Strona 1 z 1

Przyśpieszanie. Czy tak ma być?

PostNapisane: 17 lutego 2009, 14:44
przez siebyl1
Witam.
Posiadam Leona 110KM jest to mój pierwszy TDI. Mam taką wątpliwość. Jadąc spokojnie tak ok 2-2,2 tys obrotów po wciśnięciu gazu do dna samochód dostaje strzała an ok. 2-3 s. następnie jest takie odczucie jak coś by go trzymało. Czy to jest normalne? Dodam, że samochód dalej przyśpiesza obroty rosną lecz nie jest to już takie gwałtowne. Odczuwalne jest to najbardziej na 4 i 5 biegu. Pozdrawiam.

Re: Przyśpieszanie. Czy tak ma być?

PostNapisane: 17 lutego 2009, 14:57
przez Tomciu
Mi 'stodziesiątka' przyśpieszała bez problemów. Zmieniałeś już filtry? :nonono:
Paprochy w filtrze paliwa czasem potrafią ograniczyć na chwilkę przyśpieszenie zmniejszajac światło w przewodzie. Raz miałem tak po wyjeżdżeniu całej rezerwy jak mi pompa syf z dna baku pociągnęła. W drugim aucie handlarz trzymał auto na rezerwie i przejechał skubany jeszcze 30 km tak, że mi filterek zapchał i też miałem takie objawy przy depnięciu w podłoge.

Re: Przyśpieszanie. Czy tak ma być?

PostNapisane: 17 lutego 2009, 15:09
przez siebyl1
Filtr paliwa zmieniłem zaraz po zakupie tj. miesiąc temu.

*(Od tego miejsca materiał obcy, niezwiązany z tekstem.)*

PR #628, opened 2026-06-24
feat(training): Trainer abstraction — one interface over LeRobot / GR00T / Cosmos3 post-tuning

cagataycali:
## What

Adds a `Trainer` abstraction — the **training-side peer of `Policy`** — that post-tunes a policy through one provider-agnostic interface and produces a checkpoint that loads straight back via `create_policy`. The same provider name selects both the trainer and the inference policy, so the **record → train → export → deploy** loop closes with a single string swap.

```python
from strands_robots.training import create_trainer, TrainSpec

trainer = create_trainer("lerobot_local")        # same name as create_policy(...)
spec = TrainSpec(dataset_root="/tmp/ds", base_model="lerobot/smolvla_base",
                 output_dir="/tmp/ft", steps=20000, extra={"policy_type": "smolvla"})
result = trainer.train(spec)
policy = create_policy(result.checkpoint_dir)     # loop closed
```

One interface wraps three genuinely different upstream pipelines, each driven **as a native Python library, in-process** (no `subprocess`, no `torchrun` binary, no `python_executable`, no argv):

| Provider | Native pipeline driven (library call) |
|---|---|
| `lerobot_local` | `lerobot.scripts.lerobot_train.train(cfg)` with a typed `TrainPipelineConfig` |
| `groot` | `gr00t.experiment.experiment.run(config)` (real `FinetuneConfig` → `Config`) |
| `cosmos3` | `convert_model_to_dcp(Args)` → `train.launch(config, args)` → `export_model(Args)` |
| `mock` | in-proc, dep-free (for tests) |

Multi-GPU single-node uses `torch.distributed.launcher.api.elastic_launch` (the programmatic engine behind `torchrun`) calling a Python worker callable. A new `training/_inproc.py` holds the shared in-process + elastic-launch primitives. Replaces the old `tools/lerobot_train.py` with the provider-agnostic `tools/train_policy.py` agent tool (`train`/`validate`/`status`/`export`/`list`).

## Interface correctness (from review)

- **`latest_checkpoint()` is a public ABC method** (default `None`), implemented by all four backends — `export` uses it instead of duck-typing a private name. lerobot splits the loadable-dir (`latest_checkpoint`) from the resume-config-file (`_resume_config_path`).
- **`num_nodes > 1` rejected** in lerobot and GR00T `validate()`; cosmos3 honors it via HSDP.
- **synchronous `train()` contract**: blocks and returns the full metrics verdict; docstrings + default `status()` are honest about there being no detached job to poll.
[...]

PR #2525, opened 2026-08-20
docs(training): describe the interpreter a trainer actually imports its backend in

cagataycali:
## Problem

`docs/training/overview.md` still describes the execution model the branch that
introduced the page refactored away before it merged. Inside that branch the
trainers were moved to driving their backends as libraries - `7b315ce2`
("run LeRobot training in-process (no subprocess)"), `ca53727a` ("run GR00T +
Cosmos3 in-process too (drop subprocess/torchrun)") - and `b0d24aaf` then
"drop[ped] python_executable + runpy". The whole branch squashed into #628, so
the shipped code has never had either. The page kept the pre-refactor guidance:

| Surface | Says | Reality |
|---|---|---|
| `groot` dependency row | "Isaac-GR00T checkout + **its own venv**"; "launched as a subprocess, so it uses GR00T's interpreter, not ours" | `gr00t` is `importlib.import_module`'d in the calling interpreter |
| `cosmos3` dependency row | "torchrun-driven; same subprocess-interpreter rule" | `cosmos_framework` likewise; multi-GPU uses torch's programmatic `elastic_launch` |
| interpreter callout | "`LerobotTrainer` / `Gr00tTrainer` / `Cosmos3Trainer` accept a `python_executable=` argument (defaults to `sys.executable`)" | no trainer declares it, and `python_executable` appears nowhere in `strands_robots/training/` in the entire history |

The argument is not merely absent - it is **absorbed**. Every trainer takes
`**kwargs`, so the constructor call a reader would make succeeds and the value is
dropped with no raise and no log line:

```
Gr00tTrainer(python_executable="/venv/bin/python")  -> constructed OK, attribute ABSENT
```

Following the page end to end, with the checkout in its own venv as instructed:

```
validate() -> []                                  # clean preflight, no mention
train()    -> status="error"
              "Isaac-GR00T is not importable from this interpreter. Install it
               from source ... into the *same* Python that imports strands_robots"
```

So the page sends an operator to a second interpreter, the runtime asks for the
same one, and the knob the page offers to bridge them is silently a no-op.

Five surfaces in the package already say the opposite, which is why this is a
documentation correction rather than a design question:

- `Gr00tTrainer.__init__` docstring: "`GR00T_ROOT` is for runtime config resolution, **not the interpreter path**"
- `groot._INSTALL_HINT` / `cosmos3._INSTALL_HINT`: "into the ***same*** Python that imports strands_robots"
- `groot.py` module docstring: "same interpreter, no argv, no nested `python`"
- `lerobot.py` module docstring: "**directly in this interpreter**"
- `training/base.py`: "NOT shell out to a subprocess"

Adding the parameter instead would resurrect an execution model that branch
deliberately removed, so the code stays as it is.

## Change

`docs/training/overview.md` only.

- The `groot` and `cosmos3` dependency rows now state that the backend is imported
  in the calling interpreter and has to be installed into the same environment,
  and that `GR00T_ROOT` / `COSMOS_ROOT` resolve the checkout for relative configs
  rather than selecting an interpreter.
- The **Subprocess interpreter** callout becomes **One interpreter**: there is no
  second interpreter to point at and no `python_executable=` argument, the
  absorption is named so a reader who tried it knows why nothing happened, and the
  refusal `train()` actually reports is quoted.

The capability table higher up the page is deliberately untouched: its columns
describe each *upstream* project ("Upstream entry point", "Launcher"), and the
prose directly beneath it already states that the three local backends drive
their libraries in-process. The new guard is scoped to the dependency table by
that table's own header so it does not grade the upstream one as install
guidance.

## Guard

`tests/training/test_documented_trainer_interpreter_contract.py` grades the prose
against the code, in two directions, both derived rather than listed:

1. **A documented `name=` argument is an explicit parameter of the class the prose
   names.** `**kwargs` is excluded from the declared set on purpose - absorbing a
   keyword is not accepting it, and counting it is what let an argument no
   constructor declares read as supported. Class names are resolved over the
   containing paragraph, because the subject precedes the verb
   ("A / B / C accept a `x=` argument").
2. **A provider whose module can select no interpreter says so in its install
   row.** "Can select no interpreter" is measured from the AST - the module
   references neither `sys.executable` nor anything in `subprocess` - not from
   other prose. Stated positively so the row has to carry the requirement, and so
   a correctly qualified mention of the alternative does not trip it.

Both walk the trainer registry, so a provider added later is graded on arrival
with no edit here.

## Verification

Measured at `2a4acb26`, `upstream/main` = `227faf14`.

Pre-fix (both files copied onto `upstream/main`): **3 failed / 7 passed**. The
headline names all three classes:

```
documentation promises trainer constructor arguments that are not declared
(each is absorbed by **kwargs and dropped):
{'docs/training/overview.md': ['python_executable= on Cosmos3Trainer, Gr00tTrainer, LerobotTrainer']}
```

Post-fix: **10 passed**. The seven that pass on both trees are the controls, and
each one fails for a specific wrong fix:

- the absorption premise (`groot`, `cosmos3`) - fails if a constructor starts
  refusing unknown keywords, which would make `**kwargs` exclusion the wrong rule;
- no trainer reaches for `sys.executable` or `subprocess` - fails if a trainer can
  select an interpreter again, which is when the same-environment guidance needs
  revisiting;
- the runtime install hints still ask for the same interpreter - the message the
  guidance has to agree with;
- a planted acceptance claim is reported, a denial of the same argument is not, and
  a *declared* argument (`groot_root=`) is not - so the rule cannot be satisfied by
  rewording, and the corrected page's own explicit denial is correctly not a claim;
- non-vacuity: the graded corpus really contains the page and the providers.

Blast radius (160 files: all of `tests/training`, every test naming the trainer
classes / the registry helpers / a docs page, plus the repository-wide docstring,
source-string and changelog guards), the identical selection on both trees:

|---|---|---|---|---|
| this branch | 3 | 6202 | 33 | 6205 |
| `upstream/main` + both files | 6 | 6199 | 33 | 6205 |

Branch-only failures: **none**. Base-only: exactly the 3 above. The 3 shared are
pre-existing on `upstream/main` (`TestInProcessTrainerCorrectness` x2 plus
`test_lerobot_e2e`, all the locally installed draccus predating lerobot's
`>=0.11.6` floor).

`ruff check` / `ruff format --check` clean; `mypy strands_robots tests tests_integ`
= 24 errors on both trees, none in the changed file.

## What it looks like

One capture script, run against each tree, reading **that tree's own page**,
extracting the guidance, following it, and recording the outcome. The package code
is identical in both columns - `interpreter consulted`, `validate()` and the
`train()` refusal are byte-identical, which is the control - so the only variable
is what the page told the operator to do.

trainer interpreter guidance, before and after

## Scope

Refusing unknown constructor keywords across the seven trainers would turn this
class of mistake into an error rather than a silent drop, but it changes behaviour
for existing callers (`_groot_worker` constructs `Gr00tTrainer(groot_root=...)`)
and is a decision for all seven at once, so it is left alone here and the guard
pins the absorption as a measured premise instead.

### DIFF
--- a/changelog.d/2525-trainer-interpreter-docs.md
+++ b/changelog.d/2525-trainer-interpreter-docs.md
@@ -1,0 +1,3 @@
+### Fixed
+
+- **docs/training**: the dependency table and interpreter callout described a subprocess execution model the trainers do not have, and advertised a `python_executable=` constructor argument none of them declares - every trainer's `**kwargs` absorbed it silently, so following the guidance installed the backend into an interpreter the trainer never consults. The `groot` and `cosmos3` rows now state that the backend is imported in the calling interpreter, and a new guard grades a documented `name=` argument against the class's real parameters.
--- a/docs/training/overview.md
+++ b/docs/training/overview.md
@@ -476,8 +476,8 @@ on an L40S GPU:
 | `lerobot_local` + ACT / diffusion | `pip install 'strands-robots[lerobot]' 'lerobot[training]'` | `[lerobot]` supplies torch + torchcodec + datasets; it does **not** supply `accelerate` |
 | `lerobot_local` + `smolvla` | `pip install 'strands-robots[lerobot]' 'lerobot[training]' 'lerobot[smolvla]'` | lerobot 0.6's `[smolvla]` extra layers `transformers>=5.4.0,<5.6.0` + num2words on top. Do **not** pin `transformers==5.3.0` - it conflicts with lerobot 0.6's transformers floor. |
 | `lerobot_local` + `pi0` / `pi05` | `pip install 'strands-robots[lerobot]' 'lerobot[training]' 'lerobot[pi]'` | lerobot 0.6's `[pi]` extra (same `transformers>=5.4.0,<5.6.0` range + scipy) |
-| `groot` | Isaac-GR00T checkout + its own venv (`omegaconf`, `tyro`, …); point `extra["groot_root"]` / `GR00T_ROOT` at it | launched as a subprocess, so it uses GR00T's interpreter, not ours |
-| `cosmos3` | cosmos-framework checkout (`uv sync --group=cu130-train`); point `extra["cosmos_root"]` / `COSMOS_ROOT` at it | torchrun-driven; same subprocess-interpreter rule |
+| `groot` | Isaac-GR00T checkout, installed with `pip install -e` into the **same** environment as `strands_robots` (it pulls `omegaconf`, `tyro`, …); point `extra["groot_root"]` / `GR00T_ROOT` at the checkout | `gr00t` is imported in the calling interpreter, so it has to be importable there; `GR00T_ROOT` resolves relative configs, not the interpreter |
+| `cosmos3` | cosmos-framework checkout (`uv sync --group=cu130-train`), installed into the **same** environment as `strands_robots`; point `extra["cosmos_root"]` / `COSMOS_ROOT` at the checkout | `cosmos_framework` is imported in the calling interpreter; multi-GPU goes through torch's programmatic `elastic_launch`, not a `torchrun` binary |
 
 > **torchcodec / torch ABI:** the lerobot training dataloader decodes video via
 > `torchcodec`, whose compiled `.so` must match the **exact** installed torch
@@ -487,10 +487,15 @@ on an L40S GPU:
 > training fails with a generic non-zero exit. Pin `torch` + `torchcodec`
 > together (verified-good combo: `torch==2.10.0+cu128` + `torchcodec==0.10.0`).
 
-> **Subprocess interpreter:** `LerobotTrainer` / `Gr00tTrainer` / `Cosmos3Trainer`
-> accept a `python_executable=` argument (defaults to `sys.executable`). Set it
-> to a venv that has the provider's deps if your agent process runs in a
-> different environment — the training pipeline runs in that interpreter.
+> **One interpreter:** `LerobotTrainer` / `Gr00tTrainer` / `Cosmos3Trainer` call their
+> backend as a library in the **same** interpreter that imports `strands_robots`, so
+> there is no second interpreter to point them at. There is no `python_executable=`
+> argument either, and because each constructor absorbs unknown keywords, passing one
+> is silently a no-op rather than an error. Install the provider's deps into the
+> environment your agent process runs in; otherwise `train()` reports
+> `<package> is not importable from this interpreter` in `TrainResult.message`.
+> `GR00T_ROOT` / `COSMOS_ROOT` (and `extra["groot_root"]` / `extra["cosmos_root"]`)
+> resolve the checkout so relative configs load - they are not interpreter paths.
 
 ## See also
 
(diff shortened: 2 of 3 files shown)


yinsong1986 (dismissed):
## Summary

Docs-only correction plus a derived guard. `docs/training/overview.md` still described the pre-#628 execution model (per-provider venvs, subprocess/torchrun, a `python_executable=` constructor argument) that the shipped code never had; the diff rewrites the `groot`/`cosmos3` dependency rows and the interpreter callout to match the in-process reality, and the corrected prose agrees with the code (`importlib.import_module` in the calling interpreter, programmatic `elastic_launch`, `_INSTALL_HINT` asking for the same interpreter — all verified against `strands_robots/training/{groot,cosmos3}.py` at this head). The new `tests/training/test_documented_trainer_interpreter_contract.py` grades the prose in both directions, walks the trainer registry rather than a hardcoded list, and correctly excludes `**kwargs` absorption from the declared-parameter set.

## What's good

- Verification claims reproduce exactly: copying the two files onto the base (`227faf14`) yields 3 failed / 7 passed with the headline naming all three classes; at head, 10 passed. `ruff check` / `ruff format --check` clean on the new file.
- The guard is derived, not listed (registry walk + `inspect` + AST), so a later provider is graded on arrival, and the planted-claim/denial/declared-argument controls pin the regex against both false positives and rewording.
- Scope discipline: the code's `**kwargs` absorption is measured as a premise rather than changed, with the seven-trainer refusal decision explicitly deferred — consistent with the PR description.
- The dependency-table guard is scoped by the table's own header so the upstream capability table is not misgraded as install guidance.

yinsong1986 (approved):
## Summary

Docs-only correction plus a derived regression guard. `docs/training/overview.md` described a pre-#628 execution model the shipped code never had: per-provider venvs for `groot`/`cosmos3`, subprocess/torchrun launching, and a `python_executable=` constructor argument that no trainer declares (every trainer's `**kwargs` absorbs it silently). The diff rewrites the two dependency rows and the interpreter callout to match the in-process reality, and the new test grades the prose against the code in both directions - a documented `name=` argument must be an explicit parameter of the class the paragraph names (`**kwargs` deliberately excluded), and a provider whose module references neither `sys.executable` nor `subprocess` must have its dependency row say the backend is imported in the calling interpreter. Verified against the head: `python_executable` appears nowhere under `strands_robots/training/` (only in the unrelated vera policy, which genuinely spawns a server subprocess), both trainer constructors are `(root, **kwargs)` sinks, the `_INSTALL_HINT` strings ask for the same interpreter, and `cosmos3` multi-GPU goes through the programmatic `elastic_launch` as the row now states. The new test file passes 10/10 on the head, is ruff-clean, ASCII-only, contains no host paths, and both assertions walk the trainer registry rather than a hardcoded list, so a provider added later is graded on arrival. Changelog fragment present per AGENTS.md step 3. No behavioural change to the package; safe to merge.

## What's good

- The guard's controls are unusually thorough: the absorption premise is pinned separately (so `**kwargs` exclusion is revisited if a constructor starts refusing unknown keywords), a planted claim is reported while a denial and a declared argument are not, and non-vacuity asserts the corpus actually contains the page and the providers.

Re: Przyśpieszanie. Czy tak ma być?

PostNapisane: 17 lutego 2009, 15:36
przez marcin_kielce
Ludzie to normalne zachowanie. Samochod 110 ASV TDI bez programu ma strzał niutona z dołu a potem moment spada. Stąd subiektywne ale słuszne odczucia, ze samochod wolniej przyspiesza przy wyzszych obrotach...

Re: Przyśpieszanie. Czy tak ma być?

PostNapisane: 17 lutego 2009, 16:36
przez siebyl1
Dzięki za odpowiedź. Jak pisałem jest to mój pierwszy ropniak i jest dla mnie ????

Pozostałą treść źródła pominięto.